Crassispira flavocarinata

Scientific classification
- Kingdom: Animalia
- Phylum: Mollusca
- Class: Gastropoda
- Subclass: Caenogastropoda
- Order: Neogastropoda
- Superfamily: Conoidea
- Family: Pseudomelatomidae
- Genus: Crassispira
- Species: C. flavocarinata
- Binomial name: Crassispira flavocarinata (E.A. Smith, 1882)
- Synonyms: Pleurotoma (Crassispira) flavocarinata E.A. Smith, 1882

= Crassispira flavocarinata =

- Authority: (E.A. Smith, 1882)
- Synonyms: Pleurotoma (Crassispira) flavocarinata E.A. Smith, 1882

Species of gastropod

Crassispira flavocarinata is a species of sea snail, a marine gastropod mollusk in the family Pseudomelatomidae.

==Description==
The length of the shell attains 12 mm, its diameter 5 mm.

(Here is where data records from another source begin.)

PR #496, opened 2023-05-09
Track movement of animals between pens after life cycle daily update

### LINKED ISSUE #188: Timing of animal milking status update is not synched to pen changes
The animal's physiological status (or life cycle update) is changed before the ration, manure, and pen updates are made. This means that an animal will change from, for example, non-milking to milking and then be included in the pen level estimates for feed, manure, etc. in the non-milking pen. 

## Expected Behavior

All animals in each pen on every day are part of the animal combination that is assigned to that pen

## Current Behavior

An animal's status is updated before she moves pens and so is fed the wrong feed. 

## Possible Solution

change the order of the life cycle and pen calculations

## Steps to Reproduce

1.  If you run a simulation with a large herd, on any given day there will be one or two animals in the pen that are not in the same animal class as those specified by the animal combination
2.
3.
4.

### LINKED ISSUE #189: Animals in Pen only updated with ration formulation interval

### LINKED ISSUE #493: Sort lactating cows by days in milk before allocating to pens
Currently in the allocate_animals_to_pens function, if there is more than one animal pen for an animal group, they are split into the two pens based on their animal ID. This results in some animals with a very high milk production being in the same pen with animals with a very low milk production. It would be more representative if the animals were sorted based on their day in lactation (i.e. day in milk)

I would like the lactating cows to first be ordered based on their days in lactation and then split between pens.

An alternative that we used to have was to group them by their nutrient requirements (see animal/clustering_pen_grouping.py). In the future, I would like there to be multiple options for how the animals can be grouped (day in milk, parity, nutrient requirement) but day in milk is the most common and would make the ration formulation process easier when there are multiple pens of lactating cows. 

**Additional context**

ltp23:
Diagrams:
[Example flowchart for life cycle daily update](https://github.com/RuminantFarmSystems/MASM/blob/95ea9cc7adccd26cbcc322b0041cb73442dd74c8/RUFAS/routines/animal/diagrams_and_guides/life_cycle_daily_update_example.mmd)

[Flowchart for new version of animal management daily updates()](https://github.com/RuminantFarmSystems/MASM/blob/95ea9cc7adccd26cbcc322b0041cb73442dd74c8/RUFAS/routines/animal/diagrams_and_guides/animal_mgmt_daily_updates_flowchart.mmd)

When animals change pens, first they will be removed from their current pens and then get assigned to one of the pens of the new combination they belong to. It would be harder to observe these effects if we only have one pen for each combination, and the new, to-be-graduated-to class and the current class of an animal both belong to the same combination (e.g., heifer I becomes heifer II, but both types belong to the same combination). 

It is important that we have a consistent way of finding out what combination an animal should be assigned to. The tricky part is that depending on the grouping scenario an animal can be assigned to different combinations. I created a separate class for this called AnimalGroupingScenario. 

This class has two important methods: `get_animal_type(animal)` and `find_animal_combination(animal)`. Every time we want to find out the type of animal or the combination that an animal is associated with, we should use those two methods and minimize the usage of hard-coded names anywhere outside of that class.

I also incorporated this new setup into the ration driver and the optimization parts, and the changes I made here were only related to checking the types of animals. 

Regarding Git issue #493: Cows are now sorted by days in milk before allocation at ration intervals. This is easier to see if we have multiple pens for lactating cows. 

For the next PR, I'd want to move the AnimalCombination enum class to a separate file and remove the NONE option. The primary purpose of this is to reduce the chances of running into circular imports error. I may also re-address the addition of default pens to smooth out some of the inconsistencies in the code.


YijingGong:
Great update, Loi! A lot of work. I think the main functionalities are all there. Just some small points:

1. In the diagram (life_cycle_daily_update_example.mmd), why there are 33 heiferIII graduated, but there are only 13 calves being born? 
Screenshot 2023-05-10 at 11 17 39 AM

2. I spend some time figuring out what is the definition of 'combination', I think maybe you can provide a description of it to help the reviewers understand the problem better. 

3. I am looking at the herd_report.csv and the pen_reports (growth_report, manure_report, and ration_report) to check the functionality though I am not sure if it is the best way. I found inconsistency in the calf number in herd_report.csv (which is 48 for the first day) and the animal number of pen_0, which should be the pen for calves (the number is 61 for the first day). Maybe this is related to point 1?
I also checked other pens, pen_1 animal number matches heiferI + heiferII number; pen_2 animal number does not match heiferIII + dry cow number; pen_3 animal number matches lactating cow number.  

4. I also looked at the individual_animal_report.json, the "pen_history" matches exactly with the "event_history" and makes perfect sense to me!

5. For issue #493, it is hard to tell now because we only have one pen for lactating cows, but it seems the function is there. We can keep an eye on that when we have multiple pens of milking cows.

I guess only point 3 will need a bit of coding work. Other than that, it looks great to me.

ltp23:
Thanks Yijing for your review. Much appreciated. 

To answer some of your points:

1. Those were the numbers I saw at the end of day 1. I think we would need to review those two steps in the life cycle to figure out the reasons.

3. The number 61 you saw was the combined total of current calves and newborn calves after day 1. 
For pen 2, I reviewed the part in the life cycle code that was related to the checking of heifer III's for sale. I noticed I only had the number of sold heifers incremented, but didn't decrement the number of heiferIIIs by the same quantity. After making that update, I think the numbers look better now.

RUFAS/routines/animal/ration/animal_requirements.py
```diff
@@ -9,14 +9,17 @@
...
 from RUFAS.routines.animal.life_cycle.animal_base import AnimalBase
 from RUFAS.output_manager import OutputManager
 om = OutputManager()
 from typing import Optional
 from typing import Dict
 from RUFAS.routines.animal.ration import ration_constants
 
-def calc_rqmts(body_weight: float, mature_body_weight: float, day_of_pregnancy: int, animal_type: str, parity: Optional[int] = 0,
+def calc_rqmts(body_weight: float, mature_body_weight: float, day_of_pregnancy: int,
+               animal_type: AnimalType, parity: Optional[int] = 0,
```
JoeWaddell, line 22: The methods calling calc_rqmts will have to be refactored to use `AnimalType`, since currently they are still using string arguments like `cow` or `heifer`. This currently fails when using the NRC calculations as a result.

All of the calls to `calc_rqmts` will need to be updated accordingly. 

Likewise `ration_driver.set_requirements` and all calls (`animal_type` as a string is used in `set_requirements`, and in calls to it)

RUFAS/routines/animal/ration/animal_requirements.py
```diff
@@ -568,15 +570,15 @@ def calculate_NASEM_energy_lactation_requirements(animal_type: str, milk_fat: fl
...
+    Same calculations as done in the NRC (2001). Requirements are based on milk yield and composition.
 
     References
     ----------
     .. [1] The National Academies of Sciences, Engineering, and Medicine "Nutrient Requirements of Dairy Cattle, 8th edition."
         National Academic Press, Chapter 3 "Energy", pp. 30, 2021.
 
     """
-    if animal_type == 'cow':
+    if animal_type in [AnimalType.LAC_COW]:
```
JoeWaddell, line 581: Since animal_type is a string, it's never meeting the conditional here, and instead lactating cows are erroneously given the `else` value of 0.0, causing a huge drop in estimated DMI. This is likely an issue in all functions in this file

ltp23:
Thanks Joe! 

I have updated those nutrient requirements functions to incorporate the new AnimalType system. For the most part, I modified the following two checks:

`if animal_type == 'cow':` -> `if animal_type in [AnimalType.LAC_COW, AnimalType.DRY_COW]:`

`if animal_type == 'heifer':` -> `if animal_type in [AnimalTYpe.HeiferI, AnimalType.HeiferII,  AnimalType.HeiferIII]:`

RUFAS/routines/animal/animal_management.py
```diff
@@ -942,6 +984,42 @@ def allocate_animals_to_pens(self) -> None:
...
+            )
+            self.all_pens.extend(new_default_pens)
+            self.pens_by_animal_combination[animal_combination].extend(new_default_pens)
+            self._allocate_animals_to_pens_helper(animals, self.pens_by_animal_combination[animal_combination])
+
+        self.fully_update_animal_to_pen_id_map()
+
+    def _sort_animals_before_allocation(self):
+        # Sort lactating cows by days in milk in increasing order
+        self.cows = self._get_dry_cows(self.cows) + \
```
YijingGong, line 1020: I believe it's not necessary to include dry cows here since all dry cow's days in milk are zero. And they will likely never be in the same pen as lactating cows in reality.

YijingGong (approved):
I tested multiple pens for lactating cows this time. It seems it's working well. 

I noticed that fresh cows (who recently gave birth) will be first allocated to the last pen (in my case, it is pen5). Then at the ration interval, it will be moved based on her days in milk. Do you think the behavior could be improved by always allocating a fresh cow to the first lactating pen (in my case, it should be pen3) after she calves, because we know that her days in milk must be very small?
It's probably also a design question. @KFosterReed Do you think it is worth doing or it does not matter too much? 

Just put below individual output as an example, I have here pen0 for calves, pen1 for growing heifers, pen2 for springers and dry cows, and pen3,4,5 for lactating cows.
`"pen_history": [
                {
                    "classes_in_pen": [
                        "HeiferIII",
                        "DryCow"
                    ],
                    "end_date": 44,
                    "pen": 2,
                    "start_date": 1
                },
                {
                    "classes_in_pen": [
                        "LacCow"
                    ],
                    "end_date": 61,
                    "pen": 5,
                    "start_date": 45
                },
                {
                    "classes_in_pen": [
                        "LacCow"
                    ],
                    "end_date": 151,
                    "pen": 3,
                    "start_date": 62
                },
                {
                    "classes_in_pen": [
                        "LacCow"
                    ],
                    "end_date": 271,
                    "pen": 4,
                    "start_date": 152
                },
                {
                    "classes_in_pen": [
                        "LacCow"
                    ],
                    "end_date": 342,
                    "pen": 5,
                    "start_date": 272
                },
                {
                    "classes_in_pen": [
                        "HeiferIII",
                        "DryCow"
                    ],
                    "end_date": 386,
                    "pen": 2,
                    "start_date": 343
                }`
You can see this cow after calving, she's first allocated to pen5, then at ration interval, she is moved to pen3, then gradually move to pen4 and pen5.

RUFAS/routines/animal/animal_management.py
ltp23: Hi Yijing, this part is ok. It simply combines the two sublists of dry cows and sorted lactating cows into one big list. During the sorting at ration interval, the animals in those sublists will go their own way.

ltp23:
Thanks Yijing for making the git issue [535](https://github.com/RuminantFarmSystems/MASM/issues/535). I assigned myself to it.

JoeWaddell (approved):
This looks great: I haven't been able to find any futher issues, and I look forward to having this merged to master since it fixes the animal tracking issue! Should close out that issue, and is a wonderful contribution to code cleanliness and expanding the test coverage. Nice work!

The ovate shell contains 9 whorls. The uniform deep brown or chestnut colour, the very stout yellow keel around the upper part of the whorls, and the little numerous ribs on the lower are the principal characteristics. The keel is edged above, or, in other words, is not quite contiguous with the suture. The sculpture is very like that of Crassispira discors (Sowerby I, 1834)

==Distribution==
This marine species occurs off Panama.